[[ INFORMATION PROVIDED, beginning ]]

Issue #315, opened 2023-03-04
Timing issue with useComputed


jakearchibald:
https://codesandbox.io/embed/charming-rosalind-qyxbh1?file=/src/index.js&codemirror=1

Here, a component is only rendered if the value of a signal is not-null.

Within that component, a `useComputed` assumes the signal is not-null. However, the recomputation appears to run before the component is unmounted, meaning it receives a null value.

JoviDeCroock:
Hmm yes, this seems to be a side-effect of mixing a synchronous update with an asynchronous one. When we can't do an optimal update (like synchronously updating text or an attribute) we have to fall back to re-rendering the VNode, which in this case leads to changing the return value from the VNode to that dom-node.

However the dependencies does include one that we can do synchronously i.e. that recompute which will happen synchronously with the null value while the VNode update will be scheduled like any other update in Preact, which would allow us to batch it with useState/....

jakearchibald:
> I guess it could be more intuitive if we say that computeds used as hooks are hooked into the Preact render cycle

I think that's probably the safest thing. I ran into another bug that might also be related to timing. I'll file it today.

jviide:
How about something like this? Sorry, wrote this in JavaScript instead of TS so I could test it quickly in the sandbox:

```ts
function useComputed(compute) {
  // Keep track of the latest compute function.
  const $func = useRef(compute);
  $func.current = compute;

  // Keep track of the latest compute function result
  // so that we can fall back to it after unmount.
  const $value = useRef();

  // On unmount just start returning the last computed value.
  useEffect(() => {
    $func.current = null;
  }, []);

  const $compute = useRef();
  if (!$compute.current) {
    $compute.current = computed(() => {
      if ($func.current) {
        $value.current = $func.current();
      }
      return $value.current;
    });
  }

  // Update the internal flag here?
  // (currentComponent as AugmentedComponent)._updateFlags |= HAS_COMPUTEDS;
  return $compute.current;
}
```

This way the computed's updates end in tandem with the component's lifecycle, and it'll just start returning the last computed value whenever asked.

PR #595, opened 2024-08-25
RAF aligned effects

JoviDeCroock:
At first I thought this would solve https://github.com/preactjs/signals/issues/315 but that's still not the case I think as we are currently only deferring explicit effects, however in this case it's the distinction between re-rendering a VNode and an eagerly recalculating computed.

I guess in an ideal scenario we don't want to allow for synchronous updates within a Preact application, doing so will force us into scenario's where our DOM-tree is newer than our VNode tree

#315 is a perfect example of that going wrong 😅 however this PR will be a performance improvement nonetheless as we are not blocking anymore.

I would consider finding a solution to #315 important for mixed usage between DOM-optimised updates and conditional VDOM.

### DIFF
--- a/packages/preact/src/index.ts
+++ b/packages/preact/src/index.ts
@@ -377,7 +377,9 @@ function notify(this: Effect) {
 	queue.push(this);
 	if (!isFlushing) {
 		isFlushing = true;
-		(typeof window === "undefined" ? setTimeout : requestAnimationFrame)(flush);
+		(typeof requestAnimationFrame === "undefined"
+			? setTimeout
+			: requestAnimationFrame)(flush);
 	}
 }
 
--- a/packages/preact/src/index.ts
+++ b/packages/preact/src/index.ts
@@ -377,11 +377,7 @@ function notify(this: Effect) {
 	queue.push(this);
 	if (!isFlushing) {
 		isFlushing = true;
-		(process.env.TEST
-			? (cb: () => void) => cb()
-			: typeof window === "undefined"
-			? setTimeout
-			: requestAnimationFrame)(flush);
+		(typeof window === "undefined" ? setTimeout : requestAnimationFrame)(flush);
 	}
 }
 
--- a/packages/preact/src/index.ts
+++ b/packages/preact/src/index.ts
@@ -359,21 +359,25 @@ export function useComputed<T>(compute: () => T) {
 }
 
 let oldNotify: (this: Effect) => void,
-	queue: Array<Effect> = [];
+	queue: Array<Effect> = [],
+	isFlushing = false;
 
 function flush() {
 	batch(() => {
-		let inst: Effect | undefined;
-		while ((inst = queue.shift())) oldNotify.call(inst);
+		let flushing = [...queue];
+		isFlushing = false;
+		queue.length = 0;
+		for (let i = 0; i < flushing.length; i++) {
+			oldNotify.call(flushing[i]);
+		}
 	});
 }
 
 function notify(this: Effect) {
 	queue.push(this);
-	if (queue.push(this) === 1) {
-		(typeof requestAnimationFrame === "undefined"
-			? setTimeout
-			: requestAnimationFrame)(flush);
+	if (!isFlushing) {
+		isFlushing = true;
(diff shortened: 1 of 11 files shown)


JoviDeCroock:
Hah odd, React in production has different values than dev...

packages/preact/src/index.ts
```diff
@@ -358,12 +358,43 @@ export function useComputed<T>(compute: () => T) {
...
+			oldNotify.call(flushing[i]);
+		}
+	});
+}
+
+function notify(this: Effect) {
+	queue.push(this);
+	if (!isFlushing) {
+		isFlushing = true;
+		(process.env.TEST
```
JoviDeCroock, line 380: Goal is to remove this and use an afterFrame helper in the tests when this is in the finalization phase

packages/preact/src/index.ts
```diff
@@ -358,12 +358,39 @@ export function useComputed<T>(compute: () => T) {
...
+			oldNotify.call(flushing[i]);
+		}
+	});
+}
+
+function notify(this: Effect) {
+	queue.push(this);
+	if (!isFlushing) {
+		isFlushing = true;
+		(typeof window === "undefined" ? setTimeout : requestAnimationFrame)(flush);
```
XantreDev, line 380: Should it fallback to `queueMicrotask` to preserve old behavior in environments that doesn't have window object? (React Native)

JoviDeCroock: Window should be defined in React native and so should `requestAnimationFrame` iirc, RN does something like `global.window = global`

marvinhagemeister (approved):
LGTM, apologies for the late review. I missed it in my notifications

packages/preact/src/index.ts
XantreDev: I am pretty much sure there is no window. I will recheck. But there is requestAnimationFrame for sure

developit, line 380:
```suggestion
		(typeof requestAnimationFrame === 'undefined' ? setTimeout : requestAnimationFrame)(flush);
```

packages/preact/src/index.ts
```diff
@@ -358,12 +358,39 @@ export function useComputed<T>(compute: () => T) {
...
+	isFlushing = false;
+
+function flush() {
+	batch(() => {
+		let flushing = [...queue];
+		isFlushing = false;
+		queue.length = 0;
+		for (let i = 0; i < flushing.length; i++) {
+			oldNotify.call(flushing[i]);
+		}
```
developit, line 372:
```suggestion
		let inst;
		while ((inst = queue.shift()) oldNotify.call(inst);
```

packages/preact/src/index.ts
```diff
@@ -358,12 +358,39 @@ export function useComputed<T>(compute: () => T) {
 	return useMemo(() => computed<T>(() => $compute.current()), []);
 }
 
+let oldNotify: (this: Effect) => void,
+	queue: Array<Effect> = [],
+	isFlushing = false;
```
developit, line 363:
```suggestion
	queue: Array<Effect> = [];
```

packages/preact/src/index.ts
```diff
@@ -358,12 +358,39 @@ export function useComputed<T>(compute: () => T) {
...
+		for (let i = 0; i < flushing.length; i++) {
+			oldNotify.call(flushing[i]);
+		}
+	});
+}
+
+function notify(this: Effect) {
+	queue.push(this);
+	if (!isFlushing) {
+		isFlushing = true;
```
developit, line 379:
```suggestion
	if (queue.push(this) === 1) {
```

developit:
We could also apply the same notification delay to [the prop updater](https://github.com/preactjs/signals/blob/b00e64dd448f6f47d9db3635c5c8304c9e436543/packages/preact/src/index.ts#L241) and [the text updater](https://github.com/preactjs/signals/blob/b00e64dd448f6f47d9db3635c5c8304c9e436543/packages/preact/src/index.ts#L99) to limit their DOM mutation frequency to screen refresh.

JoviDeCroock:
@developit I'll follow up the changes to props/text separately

[[ INFORMATION PROVIDED, end ]]

TASK TO COMPLETE: Between the first line of the entries above and the line with "Here, a component", both included, copy every line exactly and nothing outside that range.

EXERCISE ANSWER:
Issue #315, opened 2023-03-04
Timing issue with useComputed


jakearchibald:
https://codesandbox.io/embed/charming-rosalind-qyxbh1?file=/src/index.js&codemirror=1

Here, a component is only rendered if the value of a signal is not-null.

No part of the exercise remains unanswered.